Sir Anthony Seldon of the University of Buckingham claims that, within the next 10 years, artificial intelligence (AI) will cause a shift in how we teach students. So, how important is technology in education and what changes might it bring?
It was a common conversation that technology would eventually take over our lives — and developments in the sector don’t seem to be slowing down. With its constant advancements and changes, we’re now living in this reality.
Education establishments aren’t shy of adopting these changes either — gone are the days of text book research. Over the years many improvements have been made to the way we teach through the introduction of different technologies. So, how has technology improved the classroom experience and what the education system could look like in the future?
The role technology plays
We’re currently living in a world that has a focus on digital alternatives. Universities, colleges, secondary schools, primary schools and even nurseries have adopted technology in their classrooms to deliver a better learning experience for all; not only does this provide young people with a better education, it also gives them the preparation they need for what has now become a tech-savvy working world.
Believe it or not, a study carried out by Barbie Clarke found that 68% of primary schools and 69% of secondary schools across Britain currently use tablets – nine per cent of these schools said that there was a tablet device for every pupil studying at their establishment.
However, schools that did not have tablets in circulation said they were considering doing so in the future (45%). Taking a look back to 2014, it was reported that there were 430,000 tablets in education establishments and this figure was expected to rise to over 900,000 by 2016; however, no confirmation result has been released.
How is this technology being used?
Tablets and other gadgets are making lessons more interactive regardless of the subject, encouraging more pupil participation. It can also improve the retention rate of learners by catering to different types of learners; pupils are more likely to retain this kind of information over a teacher simply reading from a textbook.
Learning is all about personalisation, as everyone progresses at a different rate, and tablets can be used to help teachers teach through games, music, e-books and more! Another benefit is that teachers now have the ability to search for materials they need online, allowing them to access additional resources where required.
Online lessons are also becoming more popular. Teachers can connect with a group of students remotely.

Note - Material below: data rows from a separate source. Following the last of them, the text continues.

Issue #1289, opened 2023-10-23
Add remote CAN resource


stoupa-cz:
With local can resources in place (see #1287 ), we can add remote access with NetworkCANPort. We discussed the approach at EOSS2023. Pengutronix guys suggest bridging by one of these tools:

- [cannelloni](https://github.com/mguentner/cannelloni)
- [socketcand](https://github.com/linux-can/socketcand)

The idea of bridging is similar to NetworkSerialPort. We will start a daemon on an exporter. A client will create a local `vcan<x>` interface by connecting to the daemon.

I don't know about these projects, so if there is any recommendation which is better to start with, please let me know.

jluebbe:
@marckleinebudde Can you give some guidance here?

stoupa-cz:
We are again on that topic. I briefly checked both projects above, and both still seem fine. I'd be happy to hear your input on the selection and suitability for labgrid (@marckleinebudde ?).

CC @ca-ja

stoupa-cz:
We discussed this topic (and specifically #1719) on the Labgrid Community Call.

@JoshuaWatt briefly checked netns (merged into master) for CAN tunnelling. I haven't tested it, but `vxcan` should do the job.

Does anyone have experience with `vxcan`? Does it make sense to switch to it instead of cannelloni?

hundeboll:
Looks interesting. I might be able to give at try before summer...

hundeboll:
> [@JoshuaWatt](https://github.com/JoshuaWatt) briefly checked netns (merged into master) for CAN tunnelling. I haven't tested it, but `vxcan` should do the job.
> 
> Does anyone have experience with `vxcan`? Does it make sense to switch to it instead of cannelloni?

I looked at the `netns` code and `vxcan` today, and I fail to understand how the latter is supposed to help here?

As far as I can tell, `vxcan` allows us to create a virtual can interface pair with either end in different network namespaces. But it isn't useful for tunneling between different hosts?

We can use `netns` to create a `vcan` interface on the labgrid client without needing privileges. This would be useful to run e.g. `cannelloni` on both the client and the agent/exporter, and let test cases work on a "regular" vcan interface.

hundeboll:
Okay, I started working a bit on this. My approach is to use the `tapfwd.py` script to pipe CAN frames to/from the exporter.

[...]

Issue #1287, opened 2023-10-19
Add local CAN resource


stoupa-cz:
The CAN devices are common on our devices. The support for them is limited in labgrid, so let's start with the crucial part -- local can resources:

- RawCANPort - device specified by the interface name
- USBCANPort - udev matching (useful for USB-CAN adapters)

The goal is to have NetworkCANPort. It will be discussed in a separate issue.

I don't plan any Driver now, as I don't see a need (and I hope that it is possible to use it this way). Our test infrastructure needs just the interface name at the moment.

The checklist:

- [x] Initial dirty implementation.
- [ ] Polish and cleanup.
- [ ] Add documenation.
- [ ] Start review process.

I'm playing with it in our fork at https://gitlab.com/vzlu/tools/labgrid/-/tree/tom/add_can_resource.

Bastian-Krause:
I'm wondering if you could use the [NetworkInterface](https://labgrid.readthedocs.io/en/latest/configuration.html#networkinterface)/[RemoteNetworkInterface](https://labgrid.readthedocs.io/en/latest/configuration.html#remotenetworkinterface) resources for this?

stoupa-cz:
> I'm wondering if you could use the [NetworkInterface](https://labgrid.readthedocs.io/en/latest/configuration.html#networkinterface)/[RemoteNetworkInterface](https://labgrid.readthedocs.io/en/latest/configuration.html#remotenetworkinterface) resources for this?

I was also thinking about it. I'm proposing the separate Resource because:

There will probably be new attributes ('speed' at the moment), and the NetworkCANPort will have different bridging similar to `ser2net` (I will create a new issue to summarize the discussion we had at EOSS2023). There might be a CAN Driver in the future, which should be bound only to the respective resource. I like the SocketCAN abstraction, but on the other hand, I see CAN as a different type of interface with different approaches under the hood.

PR #1719, opened 2025-08-27
RFC: Add basic support for local and remote CAN

stoupa-cz:
**Description**

This is a draft of basic CAN support. It is in RFC, as there are open questions, missing docs and tests, and moreover, it needs more testing. ~~We plan to use it to remotely access the satellite's telemetry buses during development.~~ It is tested on our local branch to remotely access the satellite's telemetry buses during development.

Local and remote CAN resources are added. Additionally, a simple CAN driver is added. The driver has very limited capabilities. For local use, it can set up the interface and tell you the interface name. For remote use, it establishes a transparent tunnel using cannelloni. With it, you can use the local virtual CAN interface. All the traffic is routed to the real interface on the other end.

Be aware, as cannelloni states in its doc:

> cannelloni is not suited for production deployments. Use it only in environments where packet loss is tolerable. There is no guarantee that CAN frames will reach their destination at all and/or in the right order.

~~I tested in the lab only. We will test it in production during September/October.~~

Draft version (without `labgrid-can-interface`) is being tested in production for ~two months.

~~I see the main blocker: it requires root privileges on both sides (exporter and client; even for local use). What is the preferred way to handle privileged access? May we use `labgrid-raw-interface`?~~ Helper `labgrid-can-interface` has been added.

**Checklist**
- [x] Solve the need for root privileges
- [x] Test initial implementation
- [ ] More robust handling of cannelloni processes
- [ ] CAN configuration via labgrid or e.g., systemd-networkd, [see the discission](https://github.com/labgrid-project/labgrid/pull/1719#issuecomment-3668743001)
- [ ] Fix remaining TODOs in the code
- [ ] Rebase on master
- [ ] Documentation
- [ ] Write tests
- [ ] Test in production

Reference issues: #1287 and #1289 

This is a part of my work at VZLU AEROSPACE.

### DIFF
--- a/debian/labgrid.install
+++ b/debian/labgrid.install
@@ -6,5 +6,6 @@ debian/labgrid-exporter /usr/bin
 debian/labgrid-pytest /usr/bin
 debian/labgrid-suggest /usr/bin
 helpers/labgrid-bound-connect /usr/sbin
+helpers/labgrid-can-interface /usr/sbin
 helpers/labgrid-raw-interface /usr/sbin
 contrib/completion/labgrid-client.bash => /usr/share/bash-completion/completions/labgrid-client
--- a/helpers/labgrid-can-interface
+++ b/helpers/labgrid-can-interface
@@ -1,0 +1,146 @@
+#!/usr/bin/env python3
+#
+# Wrapper script to be deployed on machines that should allow controlled
+# manipulation of CAN network interfaces. A /etc/labgrid/helpers.yaml
+# can deny access to CAN interfaces. See below.
+#
+# This is intended to be used via sudo. For example, add via visudo:
+# %developers ALL = NOPASSWD: /usr/sbin/labgrid-can-interface
+
+import argparse
+import os
+import sys
+
+import yaml
+
+# Linux CAN interface type
+ARPHRD_CAN = 280
+
+def get_denylist():
+    denylist_file = "/etc/labgrid/helpers.yaml"
+    try:
+        with open(denylist_file) as stream:
+            data = yaml.load(stream, Loader=yaml.SafeLoader)
+    except (PermissionError, FileNotFoundError, AttributeError) as e:
+        raise Exception(f"No configuration file ({denylist_file}), inaccessable or invalid yaml") from e
+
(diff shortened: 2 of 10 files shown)


hundeboll:
Hi @stoupa-cz 

Thanks for working on this. I've been experimenting with `[socketcand](https://github.com/linux-can/socketcand)`. It has the same limitation as `cannelloni` (root on both ends for `vcan` setup), but the protocol is pretty simple, so the client side can be implemented as python functions in the labgrid driver. This should be enough for tests with limited CAN traffic.

stoupa-cz:
> I tried running an exporter with your PR, where a `USBCANPort` is exported as an `NetworkCANPort`. On the client, I implemented the `cannelloni` protocol in the driver ([can.py](https://github.com/user-attachments/files/24166243/can.py)).
> 
> It works quite well for our purpose.
> 
> One thing I miss from `socketcand` is the ability to subscribe to certain CAN IDs, so I added (very) simple filtering in the driver.

It seems we have different needs. For us, a client-side "real" `vcan` interface is necessary. Fortunately, we have a configurable driver, so any client (e.g., your cannelloni protocol reimplementation) can be selected. For the sake of simplicity, I’d prefer to continue using the "native" cannelloni approach.

BTW, what is your use case? Do you want to replay some traffic?
 
> And again: It might make sense to remove the interface configuration, and leave that to e.g. `systemd-networkd`?

On exporter side, the interface is controlled (e.g., down, set-bitrate, up) when the place is acquired. The bitrate configuration comes from the expoter configuration. It is similar on client when the driver is activated, although the bitrate is loaded from the exporter's configuration. Which interface configuration managed by `systemd-networkd` are you referring to?

hundeboll:
I agree. Just let the CANPort resource default to no bitrate setting, and only run `ip link ...` commands if a bitrate is configured. Having a default is probably bad anyways, as we cannot guess the bitrate reliably.

I think we should focus on getting the resource merged, as it's easy to write custom drivers in the client context. Then we can discuss the details of the driver later.

stoupa-cz:
`vxcan` in netns might be a replacement, see https://github.com/labgrid-project/labgrid/issues/1289#issuecomment-4213516277 for more details.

This is most prominent in university and colleges, although it can also be used for younger children to teach them a specific subject or module. Exams can also be taken online – showing a huge shift in the traditional methods.
What does the future look like?
According to Sir Anthony Seldon of the University of Buckingham, artificial intelligence will have a greater presence in our schools over the next decade. Although teachers will still be there in the classroom, Sir Anthony believes they will act as assistants to the AI device which will actually teach the lesson. Essentially, teachers will control classroom behaviour rather than actually teach.
“It will open up the possibility of an Eton or Wellington education for all,” Sir Anthony Seldon commented. It is thought that AI devices will be able to determine how quickly a student is learning and assist them in the best ways possible to ensure a truly personalised experience, working at the pace of the students and setting tasks accordingly.
All in all, technology is having a profound impact on our schools — from touchscreen tablets and robots in the classroom, to easy-to-use print management software in the office!